Après son premier film, Clerks, révélation de 1994, Kevin Smith s’est petit à petit éloigné du statut d’indépendant -en étant notamment producteur associé sur Will hunting de Gus Van Sant ou encore scénariste pour la Warner, avec Superman lives. Le cinéaste a cependant tenu à entretenir certaines apparences qui tendent à prouver le contraire (son livre sur le cinéma indépendant américain Spike, Mike, Slackers and Dykes et la prétendue autonomie que lui confère sa propre société de production, par exemple). Ce petit glissement vers le cinéma commercial aurait pu être considéré comme sans importance, si le talent de l’auteur était resté intact au terme des cinq années qui ont suivi son premier long métrage… Seulement l’honnêteté et la spontanéité résistent rarement face aux possibilités de faire du fric facile à l’aide d’une bonne cote de popularité… Tout en continuant à exploiter le filon du film de « slackers » à la fois crétins et attachants -afin de répondre à une demande qui s’estompera sûrement au fil du temps-, Kevin Smith nous montre malgré lui ses propres limites avec Dogma. Le seul intérêt que l’on peut trouver à cette fable biblique fantaisiste réside dans certains dialogues, que l’on croirait directement tirés de Clerks. Mais cette série de vannes, plus ou moins drôles, ne suffit pas à relever le niveau d’un scénario bien pesant…

Bethany, jeune et jolie chrétienne torturée par ses propres questionnements sur la religion, reçoit un soir la visite d’un ange porteur de la voix du Seigneur. Ce dernier est venu lui annoncer qu’elle a été désignée par le Tout-Puissant pour sauver le monde, en empêchant deux anges déchus de mettre les pieds dans une église consacrée. Assistée de deux prophètes obsédés sexuels, un clone d’Eddie Murphy soi-disant treizième apôtre et une muse céleste strip-teaseuse, notre protagoniste devra traverser le pays pour atteindre le New Jersey et ainsi empêcher la catastrophe. Durant ce long voyage se dérouleront conversations et événements, qui permettent au réalisateur de dévoiler sa vision assez personnelle de la religion catholique. On apprendra notamment qu’anges et démons peuvent parfois s’entendre au cours d’une discussion sur Star wars, que l’Immaculée Conception peut être le résultat d’une éjaculation précoce, et que Dieu prend plaisir à faire ses apparitions sous la forme d’Alanis Morissette…

Mais derrière toute cette farce, on a beau chercher, il est difficile de comprendre où Kevin Smith veut en venir.

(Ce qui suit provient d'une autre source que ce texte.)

PR #28, opened 2023-10-12
Home improvements

jim-taylor-business:
i have definitely been wrestling with signal flows and i have been using create_effects as a fix which does not "feel" correct. i know we are using a lot of "nightly" so maybe that's why, but probably my ignorance is more to blame. obviously i will be coming back to this over time and will nail it.

nice things:

- themes!
- fully responsive to login status

known issues:

- janky design, yup it's a little janky
- missing trending communities and instance summary
- no thumbnail previews
- community filter non functional
- content type filter non functional
- content sort non functional
- no translations
- the prev and next navigation cannot currently work on server side and will be rewritten


SleeplessOne1917:
1. Could you please include some screenshots?
2. I'd recommend holding off merging this until #25 is merged since it makes session handling a bit simpler, as well as improving the client for API calls. I could see it creating some merge conflicts for this PR.

jim-taylor-business:
this PR is building on the current system, it does not change or extend it in any way, so it should not create further conflicts. even theming was very light to add on top of what we have.

i guess what you're doing is a larger refactor and not something that can be swapped for what exists without breaking the current structure.

i'm keen to get both merged so i will focus on your PR

jim-taylor-business:
as i said in the Home page ticket recently the only design i'm going for is pure Daisy to the point of 100% functionality.

i wanted to get this imperfect version in early because the home page is a big chunk and i wanted to phase it rather than wait until absolutely everything is finished.

it ain't perty but it's not too bad :smile: 

[Screencast from 2023-10-13 07-49-56.webm](https://github.com/LemmyNet/lemmy-ui-leptos/assets/7439891/9ff502b2-ef7f-47aa-9d2f-0c16efa22992)

src/ui/components/home/home_activity.rs
```diff
@@ -14,56 +17,80 @@ pub async fn list_posts(form: &GetPosts) -> Result<GetPostsResponse, LemmyAppErr
...
+
+  let error = create_rw_signal::<Option<String>>(None);
+
+  let authenticated = expect_context::<RwSignal<bool>>();
+
+  let next_page_cursor = create_rw_signal::<Option<PaginationCursor>>(None);
+  let page_cursor = create_rw_signal::<Option<PaginationCursor>>(None);
 
-  let authenticated = use_context::<RwSignal<bool>>().unwrap_or(create_rw_signal(false));
+  let prev_cursor_stack = create_rw_signal::<Vec<Option<PaginationCursor>>>(vec![]);
```
dessalines, line 29: Having just done this for lemmyUI, unfortunately you pretty much need to rely on the browser back button, because keeping a stack won't work. IE hitting the `previous` button actually might go forward a page, since that might have been the last page you visited.

dessalines (approved):
This is a good start, I'm not against merging. Once things get a bit more developed, we can make these PRs more page and feature specific.

src/ui/components/home/home_activity.rs
jim-taylor-business: :laughing: yeah i have tried to replicate a back button there, browser back would be much easier although doesn't work without JS?

dessalines: I'd have to test but I don't see why the leptos router wouldn't work without js.

PR #30, opened 2023-10-14
Try to fix clippy in CI.

dessalines:


SleeplessOne1917 (approved):
I figure this is the kind of thing we won't know works until we trigger a build?

dessalines:
The build passed.

PR #31, opened 2023-10-15
Themes, home functionality

jim-taylor-business:
nice things:

- themes
- favicon
- voting, saving, reporting

known issues:

- post state should be raised from PostListing so that post data managed in Activity component, this is so that more sophisticated interactions with the Post list and interactions (errors, feedback) can be enabled  
- fully responsive to login status
- SSR, still issues with SSR only flow and error handling
- janky design, yup it's a little janky
- missing trending communities and instance summary
- no thumbnail previews
- community filter non functional
- content type filter non functional
- content sort non functional
- no translations
- the prev and next navigation cannot currently work on server side and will be rewritten


src/api/mod.rs
SleeplessOne1917, line 1: This file isn't needed anymore because the code in `lemmy_client.rs` takes care of it.

src/ui/components/common/nav.rs
```diff
@@ -142,19 +169,29 @@ pub fn TopNav() -> impl IntoView {
 #[component]
 pub fn BottomNav() -> impl IntoView {
   let i18n = use_i18n();
+
+  let QueryResult { data, refetch, .. } = use_site_state();
+
+  let instance_api_version =
+    Signal::derive(move || data().map_or_else(|| None, |res| Some(res.ok()?.version)));
```
SleeplessOne1917, line 176: This might be simpler as:
```suggestion
    Signal::derive(move || data().map(|res| res.ok().map(|res| res.version)));
```

src/ui/components/login/login_form.rs
```diff
@@ -28,6 +28,7 @@ pub async fn login(username_or_email: String, password: String) -> Result<(), Se
       session.insert("jwt", jwt.into_inner())?;
     }
 
+    redirect("/");
```
SleeplessOne1917, line 31: This is taken care of in the isomorphic effect. I can't do it in this server function because I need to refetch the site response, which seems to only be doable in the component.

src/ui/components/post/post_listing.rs
```diff
@@ -1,16 +1,306 @@
...
+    }
+  });
+
   view! {
-    <A href=link class="link">
-      {pv.creator.name}
-      -
-      {pv.post.name}
-    </A>
+    <tr>
```
SleeplessOne1917, line 163: I don't think table rows are the way to handle this, and they don't make sense outside of a table table tag and thead/tbody tag.

jim-taylor-business:
thanks @SleeplessOne1917 this is still a Draft PR.

just wanted to let people know that i'm working on the merge

src/ui/components/login/login_form.rs
jim-taylor-business: is required for SSR only login, the effect is not triggered

dessalines (commented):
This also appears to break navigation, I can't exactly tell why.

src/config.rs
```diff
@@ -1 +1,2 @@
-pub const TEST_HOST: &str = "localhost:8536";
+pub const TEST_HOST: &str = "voyager.lemmy.ml";
```
SleeplessOne1917, line 1: Why voyager? Still having trouble getting it working locally?

src/layout.rs
```diff
@@ -5,24 +5,22 @@ use leptos_router::{Outlet, RoutingProgress};
 
 #[component]
 pub fn Layout(is_routing: ReadSignal<bool>) -> impl IntoView {
+  let ui_theme = expect_context::<RwSignal<String>>();
```
SleeplessOne1917, line 8: I imagine this will be part of the site response down the line.

src/layout.rs
```diff
@@ -5,24 +5,22 @@ use leptos_router::{Outlet, RoutingProgress};
...
-        <Meta name="viewport" content="viewport-fit=cover"/>
-        <Script src="//cdn.jsdelivr.net/npm/eruda"/>
-        <Script>eruda.init();</Script>
-        <Title text="Brand from env"/>
+    <RoutingProgress is_routing max_time=std::time::Duration::from_millis(250)/>
+    <Stylesheet id="leptos" href="/pkg/lemmy-ui-leptos.css"/>
+    <Link rel="shortcut icon" type_="image/ico" href="/favicon.svg"/>
+    <Meta name="description" content="Lemmy-UI-Leptos."/>
+    <Meta name="viewport" content="viewport-fit=cover"/>
+    // <Script src="//cdn.jsdelivr.net/npm/eruda"/>
```
SleeplessOne1917, line 16: @dessalines what is eruda? I saw it's included in the old UI and the join-lemmy repos when in debug mode, but I don't know what it adds that isn't already handled by browser devtools.

src/queries/site_state_query.rs
```diff
@@ -2,9 +2,9 @@ use lemmy_api_common::site::GetSiteResponse;
 use leptos::*;
 use leptos_query::{use_query, QueryOptions, QueryResult, RefetchFn, ResourceOption};
 
-#[server(GetSiteResource, "serverfn", "GetJson")]
+#[server(GetSiteResource, "/serverfn", "GetJson")]
```
SleeplessOne1917, line 5: The slash isn't needed.

src/ui/components/post/post_listing.rs
```diff
@@ -1,16 +1,288 @@
...
-  let link = format!("post/{}", pv.post.id);
+pub fn PostListing(
+  post_view: MaybeSignal<PostView>,
+  error: RwSignal<Option<String>>,
+) -> impl IntoView {
+  let authenticated = expect_context::<RwSignal<bool>>();
+
+  let post_view = create_rw_signal(post_view().clone());
+
+  let vote_action = create_server_action::<VotePostFn>();
```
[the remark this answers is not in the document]
SleeplessOne1917: The use of server actions with ActionForms means I think it will make more sense to keep the actions close to where they are used. I'm pretty sure regular functions can't be used for actions. However, defining the server functions in a separate file could help keep things tidy since so many are used here.

src/ui/components/post/post_listings.rs
```diff
@@ -3,15 +3,15 @@ use lemmy_api_common::lemmy_db_views::structs::PostView;
...
 
 #[component]
-pub fn PostListings(posts: MaybeSignal<Vec<PostView>>) -> impl IntoView {
+pub fn PostListings(
+  posts: MaybeSignal<Vec<PostView>>,
+  error: RwSignal<Option<String>>,
+) -> impl IntoView {
   view! {
-    <ul>
+    <table class="table">
```
SleeplessOne1917, line 11: Why use table?

src/queries/site_state_query.rs
jim-taylor-business: without the slash this gets interpreted as relative (try it on the PostActivity page) so we need the slash

src/lib.rs
```diff
@@ -29,30 +29,36 @@ pub fn App() -> impl IntoView {
   provide_i18n_context();
   provide_query_client();
 
+  let ui_theme = create_rw_signal::<String>(String::from("retro"));
+  provide_context(ui_theme);
+
+  let authenticated = create_rw_signal::<bool>(false);
```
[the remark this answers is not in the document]
jim-taylor-business: this or something like this will be needed to send a signal to the rest of the page that we are logged in when the pages is Hydrated. so we do need this

src/layout.rs
jim-taylor-business: yeah, good point, an instance could have default theme in future 

this signal will carry that theme identifier to the part of the page where it needs to be set

Cargo.toml
```diff
@@ -31,15 +39,13 @@ log = "0.4"
 cfg-if = "1.0"
 tracing = "0.1"
 getrandom = { version = "0.2", features = ["js"] }
-lemmy_api_common = { git = "https://github.com/LemmyNet/lemmy.git", branch = "main", default-features = false }
+lemmy_api_common = { tag = "0.19.0-rc.1", git = "https://github.com/LemmyNet/lemmy.git", default-features = false }
```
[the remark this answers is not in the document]
jim-taylor-business: the cargo definition only allows either branch or tag, not both

src/layout.rs
```diff
@@ -5,24 +5,22 @@ use leptos_router::{Outlet, RoutingProgress};
...
-      <ErrorBoundary fallback=|_| view! { Error! }>
-        <RoutingProgress is_routing max_time=std::time::Duration::from_millis(250)/>
-        <Stylesheet id="leptos" href="/pkg/lemmy-ui-leptos.css"/>
-        <Link rel="shortcut icon" type_="image/ico" href="/favicon.ico"/>
-        <Meta name="description" content="Lemmy-UI-Leptos."/>
-        <Meta name="viewport" content="viewport-fit=cover"/>
-        <Script src="//cdn.jsdelivr.net/npm/eruda"/>
-        <Script>eruda.init();</Script>
-        <Title text="Brand from env"/>
+    <RoutingProgress is_routing max_time=std::time::Duration::from_millis(250)/>
```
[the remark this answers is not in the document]
jim-taylor-business: the SSR Mode of the page (Route) decides how many of the <Suspense> areas that get awaited or rendered at all.

if we default to PartiallyBlocked we have very limited (1?) async blocks that will be rendered. having one at the top level does not actually bound any specific async anyway so i think it is not functional.

testing things with javascript disabled you get a very different view of the site. SSR only mode is actually very limited in its abilities.

i guess having a catch all error boundary at the top level is somewhat useful for the user in the event of a completely unhandled app error, although it would be nice to catch everything at a much lower level and still provide some UI.

src/ui/components/post/post_listing.rs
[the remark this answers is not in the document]
jim-taylor-business: at this stage i can see both sides on this. at the moment i agree with @SleeplessOne1917 although i can see how it would be useful or more efficient to manage the component state in the parent.

maybe we can address this later as this would be a significant amount more work @dessalines?

src/ui/components/post/post_listings.rs
SleeplessOne1917: I disagree that this is tabular data, but the markup can be changed in a later PR.

src/lib.rs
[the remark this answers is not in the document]
SleeplessOne1917: The site is a blocking resource. It will have already been fetched by the time the HTML is returned to the browser.

Cargo.toml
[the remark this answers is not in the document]
SleeplessOne1917: Then use the branch.

src/lib.rs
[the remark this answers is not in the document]
jim-taylor-business: if the site query can be used as a signal then that should work. 

will remove this as it can't work in SSR only mode anyway.

src/ui/components/post/post_listing.rs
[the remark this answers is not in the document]
dessalines: That's okay I spose, but it seems like the `state` / createEffect functions could be moved up a level, to make things like the `PostListing` stateless.

dessalines (commented):
Navigation is still broken, but @SleeplessOne1917 feel free to merge if you think its in a good enough state. Since this is in rapid early dev, its pry better to merge things that are half broken, to make collaboration easier.

src/ui/components/post/post_listing.rs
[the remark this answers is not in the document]
jim-taylor-business: ok great, so we can acknowledge this as a known design issue and approve the PR. i will add another known issue to the PR 

this PR is far from perfect (see all the know issues) but i would like to merge it so that we can all move on without "treading on each others toes" as we have been doing a little bit in these early PRs

jim-taylor-business:
> Navigation is still broken, but @SleeplessOne1917 feel free to merge if you think its in a good enough state. Since this is in rapid early dev, its pry better to merge things that are half broken, to make collaboration easier.

yes there is still issues with almost everything in this PR but it is just a stepping stone to merging and stabilising the base functionality of the site and moving on to new features without "stepping on each-others toes" as has been happening a bit in previous PRs

SleeplessOne1917 (approved):

SleeplessOne1917:
@jim-taylor-business You should be good to open a PR with your changes. After that, I'll be doing some tweaking myself. Hopefully we can get this project to a point where it's easier to work without stepping on eachother's toes.

PR #36, opened 2023-10-20
Handle module file layout differently

SleeplessOne1917:
Using named files for modules. Could make it easier to find modules than many files named mod.rs.


jim-taylor-business:
this is a rust standard, there is no references to discussion or design, 

this is very disruptive to current work

maybe we can focus on fixing existing issues and old features that have been disabled since the client refactoring (PostActivity).

in short i see no need for this.

PR #37, opened 2023-10-20
Fix direct communication from browser to server when spcified in ENV variable

jim-taylor-business:
updates:

- if you're using a local Lemmy instance and the internal proxy this update will continue to work without configuration change. proxy code logic and functionality untouched
- feature bypass_internal_proxy enables direct communication in the browser
- environment vars LEMMY_UI_LEMMY_INTERNAL_HOST ("host:port") and LEMMY_UI_HTTPS ("true" | "false") will be used on server and baked into browser WASM on compile to connect to Lemmy instance. defaults are still in config.rs

known issues:

- Nav logic completely disabled because it hangs the page and/or errors and crashes the WASM
- HomeActivity paging browser only as i cannot find a way to convert PaginationCursor to/from string 

clippy is crashing again and blocking PR. clippy doesn't work locally either


Cargo.toml
```diff
@@ -64,7 +64,7 @@ locales = ["en", "fr"]
 namespaces = ["nav"]
 
 [features]
-default = ["csr"]
+default = ["ssr"]
```
SleeplessOne1917, line 67: Why make SSR the default?

jim-taylor-business: csr feature is not a target for us now. ssr is findamental

dessalines:
I think I got clippy fixed now.

src/server/api_service.rs
```diff
@@ -1,43 +1,41 @@
...
+pub async fn route_to_api(
+  request: HttpRequest,
+  client: web::Data<Client>,
+  payload: web::Payload,
+  uri: Uri,
+) -> Result<HttpResponse, ProxyError> {
+  let mut parts = uri.into_parts();
+  parts.authority = Some(get_host().try_into().map_err(map_uri_err::<InvalidUri>)?);
+  parts.scheme = Some(
+    format!("http{}", if get_https() == "true" { "s" } else { "" })
```
dessalines, line 23: GJ making these external requests automatically use the browser url. Much easier than having to define another env.

dessalines (approved):

src/server/api_service.rs
jim-taylor-business: oh i think that logic was already in there :smile: .. but it reminds me of the case when you're using the proxy it should adopt the protocol the page is using, another tiny PR incoming!

would be awesome if PaginationCursor can be easily to/from string, then i can page the list of posts from the server side :+1:

jim-taylor-business:
> I think I got clippy fixed now.

awesome, was it easy? i am unable to run it locally :disappointed:

dessalines:
Ya, just needed to change the target.

PR #38, opened 2023-12-07
Try using cargo binstall for CI tasks.

dessalines:


Cargo.toml
```diff
@@ -32,13 +32,10 @@ leptos_i18n = { version = "0.2", features = ["nightly"] }
...
 
 serde = { version = "1", features = ["derive"] }
-serde_json = "1"
 web-sys = { version = "0.3", features = ["AbortController", "AbortSignal"] }
 gloo-net = { version = "0.4", features = ["http"] }
-log = "0.4"
 cfg-if = "1.0"
-tracing = "0.1"
-getrandom = { version = "0.2", features = ["js"] }
+#getrandom = { version = "0.2", features = ["js"] }
```
SleeplessOne1917, line 38: Why commented instead of removed?

.woodpecker.yml
```diff
@@ -22,10 +25,24 @@ steps:
 
   leptos_fmt:
     image: *rust_image
+    group: format
     commands:
-      - cargo install leptosfmt
+      - wget https://github.com/cargo-bins/cargo-binstall/releases/latest/download/cargo-binstall-x86_64-unknown-linux-musl.tgz
```
SleeplessOne1917, line 30: Why musl? Also, is there a way to avoid needing to download and extract binstall each time it is used?

Cargo.toml
dessalines: Fixed

.woodpecker.yml
```diff
@@ -1,19 +1,23 @@
 variables:
-  - &rust_image "rustlang/rust:nightly-slim"
+  - &rust_image "rustlang/rust:nightly"
+  - &install_binstall "wget https://github.com/cargo-bins/cargo-binstall/releases/latest/download/cargo-binstall-x86_64-unknown-linux-musl.tgz && tar -xvf cargo-binstall-x86_64-unknown-linux-musl.tgz && cp cargo-binstall /usr/local/cargo/bin"
```
dessalines, line 3: I've combined these up here now.

SleeplessOne1917: Nice! Is there a way to use the same downloaded b-install across the different steps instead of downloading it repeatedly? Downloading it more than once seems like it will add unnecessary time to the build.

dessalines: Not that I know of, because I'm not exactly sure how to properly do resource sharing in woodpecker. But they all finish within 15s anyway, and its done in parallel: https://woodpecker.join-lemmy.org/repos/140/pipeline/303/3

SleeplessOne1917 (approved):

PR #41, opened 2024-01-24
Use SVG sprites for icons

SleeplessOne1917:


src/ui/components/common/icon.rs
```diff
@@ -0,0 +1,53 @@
...
+      IconType::Search => "search",
+      IconType::Upvote => "upvote",
+      IconType::VerticalDots => "vertical-dots",
+    }
+  }
+}
+
+#[component]
+pub fn Icon(
+  #[prop(into)] icon: MaybeSignal<IconType>,
```
dessalines, line 43: This doesn't need to be a signal I don't think. Doesn't need state / can be made at compile time.

dessalines (approved):
Feel free to merge whenev

src/ui/components/common/icon.rs
SleeplessOne1917: I could see a scenario where there is one `Icon` component that has its icon type change. `MaybeSignal` accepts both signal and non-signal attributes.

SleeplessOne1917:
Is there a way to bypass CI for merging? Woodpecker always seems to act strange with this project.

PR #42, opened 2024-01-24
Update daisy ui to 4.6.0 and use pnpm for package manager

SleeplessOne1917:
Daisy UI had a major version update. This PR migrates to that. Fortunately, none of the breaking changes affect us.

Also replaced npm with pnpm, which is generally more efficient than npm.


dessalines (commented):
Nice, did some reading on pnpm vs yarn, looks good to me.

.woodpecker.yml
```diff
@@ -57,10 +57,11 @@ steps:
       - *install_binstall
       - cargo-binstall -y cargo-leptos
       - apt-get update && apt-get -y install libssl-dev pkg-config
-      - curl -o- https://raw.githubusercontent.com/nvm-sh/nvm/v0.39.3/install.sh | bash
+      - curl -o- https://raw.githubusercontent.com/nvm-sh/nvm/v0.39.7/install.sh | bash
       - . /root/.profile
-      - nvm install node
-      - npm i
+      - nvm install lts
```
dessalines, line 62: This looks like it needs to be `nvm install --lts` .

dessalines (approved):
Feel free to merge when you get it passing CI.

PR #602, opened 2020-05-01
Get the screen window manager to compile and run

georgp24:
Modified the screen program so it will compile now and run on ELKS

### DIFF
--- a/Documentation/Readme.md
+++ b/Documentation/Readme.md
@@ -15,6 +15,8 @@ This section contains some HOWTOs to help using ELKS.
 
 * [Shell command line editing and Tab completion](https://raw.githubusercontent.com/jbruchon/elks/master/Documentation/html/user/shell.html)
 
+* [The screen window manager](https://raw.githubusercontent.com/jbruchon/elks/master/Documentation/html/user/screen.html)
+
 * [Writing applications for ELKS in C](https://htmlpreview.github.io/?https://github.com/jbruchon/elks/blob/master/Documentation/html/user/writing_apps_in_C.html)
 
 * [Writing applications for ELKS in assembler](https://htmlpreview.github.io/?https://github.com/jbruchon/elks/blob/master/Documentation/html/user/writing_apps_in_assembler.html)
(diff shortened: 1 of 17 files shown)


ghaerr:
Nice work Georg!!! And complete with documentation, thank you.


A couple questions and comments:

- In screen.c, is there are problem using the FD_SET etc defines that are also defined in time.h, I see you're having to \#undef them. These should be already in a libc or kernel header file. If they are broken, then they should be fixed in those header files, depending on what the issue is.

- Not a big deal, but in ansi.c, lots of places where a 'return 0' has been added, with no other return possibilities. These would best be handled as declaring the function type 'void', rather than returning a value that is never checked. It appears screen was written prior to void functions.

- Since you're updating the dates in various places, do you think the version number might want to be bumped as well? And possibly make them match.

Great job cleaning up this one, looks like it was a lot of work!

georgp24:
Greg,
this screen code is based on screen version 2.0a. Apparently for ELKS the version was extended to 2.0a.1. So I updated this to 2.0a.2 now.

In this old code fd_set was defined as a structure of two integers and therefore I could not use the definitions in the standard time.h header. I now used fd_set as defined in the header file and that works as well. So I could remove the definitions of FD_SET etc. in the screen.c code.

Yes, I also thought `void` would be better than a `return 0` but it were so many functions that I moved on to other issues.

It was a lot of work just to get it to compile and then to get it to run too.
Georg

ghaerr:
Thanks Georg for the FD_SET changes. Did you test that and is it ready to commit now?

georgp24:
Yes, I tested it and you can commit it.

ghaerr:
Georg, I just noticed one other thing: POLL_MAX was increased from 4 to 16, which affects the size of every process task structure. What was the reason for this? Does screen requiring polling that many file descriptors in select?

georgp24:
I had to increase this limit to get screen to run. I thought programs would only use as many as they needed and screen needed more than 4.
Just tested it. The current version is fine with POLL_MAX set to 4. It has been over a week ago that I made this change but it helped me to get it to run then.

ghaerr:
> I thought programs would only use as many as they needed and screen needed more than 4.

Yes, programs use only as many as they need, but the POLL_MAX requires static room in every task entry. I'll commit this now, but if you find out how many file descriptors actually needs, then we can set POLL_MAX to that value, since no other programs use that many, in an effort to keep task memory space down.

PR #603, opened 2020-05-02
Reduce POLL_MAX in limits.h file to 6.

georgp24:
When you open four windows with screen and enter `ps` in the last window you get the message:
`panic: select_wait: no slot left` and you need to reboot. When `POLL_MAX` is set to `6` this does not happen. 
However, should the number of `ptyp`s be extended in ELKS some day, the problem will arise again.

Also modified screen documentation file and added screen to i86/defconfig.


georgp24:
I have a question: I added screen to the `elkscmd/config.in` and the `elks/arch/i86/defconfig` files setting it to `y`. However, when I execute `make menuconfig` there is still no `*` marked in the `screen` selection line in `userland`. What is missing for that?

ghaerr:
Georg, thanks for the testing to determine the actual need for POLL_MAX.

> However, when I execute make menuconfig there is still no * marked in the screen selection line in userland. What is missing for that?

Could be that you didn't remove .config first. "make defconfig" should work, try that. It seems that "make config" and make "menuconfig" operate slightly differently.

georgp24:
When I run `make menuconfig` all the items that have a "y" in the `elkscmd/config.in` and `elks/arch/i86/defconfig` files show a `*` in the menu. Just screen does not. I can select it in menuconfig and it will be build and included in the disk image. But I would expect that it is marked with a star as the default setting when I set it to `y` in the two mentioned files.
I did remove the `.config` file in the elks top directory before running `make menuconfig`.

ghaerr:
I agree that it is seems incorrect, but I'm not a config expert. I find that I have to `rm .config; make defconfig` whenever new configuration items are added, and then make menuconfig or config after that.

Trop complaisant envers la religion pour vraiment être considéré comme indécent, trop insolent pour nous la montrer en toute bienveillance, le discours du réalisateur ne communique rien de bien précis. On peut parfois apercevoir dans Dogma de vagues propos anticapitalistes : au cours d’une scène où des hommes d’affaires crapuleux se font abattre par deux anges, ou lorsque Dieu se ramène sous l’allure de la chanteuse pop la plus vendeuse du moment… Mais le message n’est pas approfondi. Il s’arrête à deux ou trois images, vaguement symboliques, reflétant peut-être la plus grande des faiblesses du réalisateur : amuser sans cesse la galerie afin d’éviter la moindre prise de position.